++++ Input records ++++
PR #4878, opened 2025-09-30
refactor(ethexe-network): Resolve TODOs

ark0f:
- Use DB traits instead of `Database` itself
- Use router address in gossip topic name
- Don't manage network key in service itself


ethexe/service/src/config.rs
```diff
@@ -39,9 +39,6 @@ impl Config {
     pub fn log_info(&self) {
         log::info!("💾 Database: {}", self.node.database_path.display());
         log::info!("🔑 Key directory: {}", self.node.key_path.display());
-        if let Some(net_config) = &self.network {
```
breathx, line 42: why

breathx, line 42: why

breathx (approved):

PR #4889, opened 2025-10-04
refactor(ethexe): Make `NetworkService` non-optional

ark0f:


ethexe/service/src/tests/utils/env.rs
```diff
@@ -94,7 +94,7 @@ pub struct TestEnv {
     db: Database,
     /// If network is enabled by test, then we store here:
```
breathx: broken comment?

breathx: bootstrap actually still can be None, isn't it?

ethexe/service/src/lib.rs
```diff
@@ -370,7 +364,7 @@ impl Service {
             let event: Event = tokio::select! {
                 event = compute.select_next_some() => event?.into(),
                 event = consensus.select_next_some() => event?.into(),
-                event = network.maybe_next_some() => event.into(),
```
breathx, line 373: we may remove maybe_next_some() ?

PR #4891, opened 2025-10-05
refactor(ethexe): Move `NetworkMessage` to common

ark0f:


ethexe/common/src/consensus.rs
```diff
@@ -0,0 +1,96 @@
...
+}
+
+impl ToDigest for BatchCommitmentValidationRequest {
+    fn update_hasher(&self, hasher: &mut sha3::Keccak256) {
+        let Self {
+            digest,
+            head,
+            codes,
+            rewards,
+            validators,
```
breathx, line 72: we need to change an order here, isn't it? or rewards and validators bools are incorrect.

breathx: as well as hasher updates below

ethexe/network/src/lib.rs
```diff
@@ -64,13 +66,10 @@ const MAX_ESTABLISHED_INCOMING_PER_PEER_CONNECTIONS: u32 = 1;
...
-#[derive(Eq, PartialEq, derive_more::Debug)]
+#[derive(derive_more::Debug, Eq, PartialEq, Clone)]
 pub enum NetworkEvent {
-    Message {
-        #[debug("{:.8} ({} bytes)", ByteSliceFormatter::Dynamic(data), data.len())]
-        data: Vec<u8>,
-        source: Option<PeerId>,
-    },
+    Message(NetworkMessage),
+    OffchainTransaction(SignedOffchainTransaction),
```
breathx, line 72: to be removed later, right? 

this is also intended to have block producer public key it's addressed. Or will be implemented later?

ethexe/service/src/lib.rs
```diff
@@ -427,42 +414,29 @@ impl Service {
...
-                                            "Failed to process offchain transaction received by p2p: {e}"
-                                        );
-                                    }
-                                }
-                            };
+                Event::Network(event) => match event {
+                    NetworkEvent::Message(message) => {
+                        match message {
+                            NetworkMessage::ProducerBlock(block) => {
+                                consensus.receive_announce(block)?
```
breathx: syntax sugar))) 🔥

ethexe/network/src/lib.rs
ark0f: It will be discussed and reimplemented later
++++
Your reply should contain every entry, repeated exactly.

◆ Reply to the task ◆
PR #4878, opened 2025-09-30
refactor(ethexe-network): Resolve TODOs

ark0f:
- Use DB traits instead of `Database` itself
- Use router address in gossip topic name
- Don't manage network key in service itself


ethexe/service/src/config.rs
```diff
@@ -39,9 +39,6 @@ impl Config {
     pub fn log_info(&self) {
         log::info!("💾 Database: {}", self.node.database_path.display());
         log::info!("🔑 Key directory: {}", self.node.key_path.display());
-        if let Some(net_config) = &self.network {
```
breathx, line 42: why

breathx, line 42: why

breathx (approved):

PR #4889, opened 2025-10-04
refactor(ethexe): Make `NetworkService` non-optional

ark0f:


ethexe/service/src/tests/utils/env.rs
```diff
@@ -94,7 +94,7 @@ pub struct TestEnv {
     db: Database,
     /// If network is enabled by test, then we store here:
```
breathx: broken comment?

breathx: bootstrap actually still can be None, isn't it?

ethexe/service/src/lib.rs
```diff
@@ -370,7 +364,7 @@ impl Service {
             let event: Event = tokio::select! {
                 event = compute.select_next_some() => event?.into(),
                 event = consensus.select_next_some() => event?.into(),
-                event = network.maybe_next_some() => event.into(),
```
breathx, line 373: we may remove maybe_next_some() ?

PR #4891, opened 2025-10-05
refactor(ethexe): Move `NetworkMessage` to common

ark0f:


ethexe/common/src/consensus.rs
```diff
@@ -0,0 +1,96 @@
...
+}
+
+impl ToDigest for BatchCommitmentValidationRequest {
+    fn update_hasher(&self, hasher: &mut sha3::Keccak256) {
+        let Self {
+            digest,
+            head,
+            codes,
+            rewards,
+            validators,
```
breathx, line 72: we need to change an order here, isn't it? or rewards and validators bools are incorrect.

breathx: as well as hasher updates below

ethexe/network/src/lib.rs
```diff
@@ -64,13 +66,10 @@ const MAX_ESTABLISHED_INCOMING_PER_PEER_CONNECTIONS: u32 = 1;
...
-#[derive(Eq, PartialEq, derive_more::Debug)]
+#[derive(derive_more::Debug, Eq, PartialEq, Clone)]
 pub enum NetworkEvent {
-    Message {
-        #[debug("{:.8} ({} bytes)", ByteSliceFormatter::Dynamic(data), data.len())]
-        data: Vec<u8>,
-        source: Option<PeerId>,
-    },
+    Message(NetworkMessage),
+    OffchainTransaction(SignedOffchainTransaction),
```
breathx, line 72: to be removed later, right? 

this is also intended to have block producer public key it's addressed. Or will be implemented later?

ethexe/service/src/lib.rs
```diff
@@ -427,42 +414,29 @@ impl Service {
...
-                                            "Failed to process offchain transaction received by p2p: {e}"
-                                        );
-                                    }
-                                }
-                            };
+                Event::Network(event) => match event {
+                    NetworkEvent::Message(message) => {
+                        match message {
+                            NetworkMessage::ProducerBlock(block) => {
+                                consensus.receive_announce(block)?
```
breathx: syntax sugar))) 🔥

ethexe/network/src/lib.rs
ark0f: It will be discussed and reimplemented later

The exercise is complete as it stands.